Collected data

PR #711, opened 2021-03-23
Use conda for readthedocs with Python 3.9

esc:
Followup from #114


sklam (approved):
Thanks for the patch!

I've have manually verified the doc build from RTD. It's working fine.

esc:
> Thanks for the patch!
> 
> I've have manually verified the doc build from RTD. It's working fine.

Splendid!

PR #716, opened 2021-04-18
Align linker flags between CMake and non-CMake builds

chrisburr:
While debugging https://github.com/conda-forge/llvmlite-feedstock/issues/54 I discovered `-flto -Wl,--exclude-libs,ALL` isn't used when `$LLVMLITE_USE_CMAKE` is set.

---

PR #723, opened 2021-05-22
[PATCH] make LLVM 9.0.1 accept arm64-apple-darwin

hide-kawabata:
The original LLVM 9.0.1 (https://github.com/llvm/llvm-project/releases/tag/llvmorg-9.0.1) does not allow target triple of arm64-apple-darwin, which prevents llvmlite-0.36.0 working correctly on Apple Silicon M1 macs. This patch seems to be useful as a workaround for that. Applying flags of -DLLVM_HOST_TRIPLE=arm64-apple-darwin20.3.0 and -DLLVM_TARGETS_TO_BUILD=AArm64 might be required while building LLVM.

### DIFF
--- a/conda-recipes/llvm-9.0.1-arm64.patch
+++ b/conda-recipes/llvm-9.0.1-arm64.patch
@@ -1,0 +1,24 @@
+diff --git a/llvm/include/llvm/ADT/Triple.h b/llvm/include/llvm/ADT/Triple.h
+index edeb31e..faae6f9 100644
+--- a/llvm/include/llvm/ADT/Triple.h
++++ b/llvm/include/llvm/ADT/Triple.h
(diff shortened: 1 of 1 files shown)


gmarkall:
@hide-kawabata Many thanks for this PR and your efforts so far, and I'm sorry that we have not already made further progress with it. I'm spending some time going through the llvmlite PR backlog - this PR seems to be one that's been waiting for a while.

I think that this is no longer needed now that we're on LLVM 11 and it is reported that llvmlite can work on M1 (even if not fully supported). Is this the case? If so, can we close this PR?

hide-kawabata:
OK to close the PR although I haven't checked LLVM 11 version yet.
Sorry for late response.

*TASK TO CARRY OUT:*
Where a line of the records contains the word "working", copy that line.

*WORKED SOLUTION:*
I've have manually verified the doc build from RTD. It's working fine.
> I've have manually verified the doc build from RTD. It's working fine.
The original LLVM 9.0.1 (https://github.com/llvm/llvm-project/releases/tag/llvmorg-9.0.1) does not allow target triple of arm64-apple-darwin, which prevents llvmlite-0.36.0 working correctly on Apple Silicon M1 macs. This patch seems to be useful as a workaround for that. Applying flags of -DLLVM_HOST_TRIPLE=arm64-apple-darwin20.3.0 and -DLLVM_TARGETS_TO_BUILD=AArm64 might be required while building LLVM.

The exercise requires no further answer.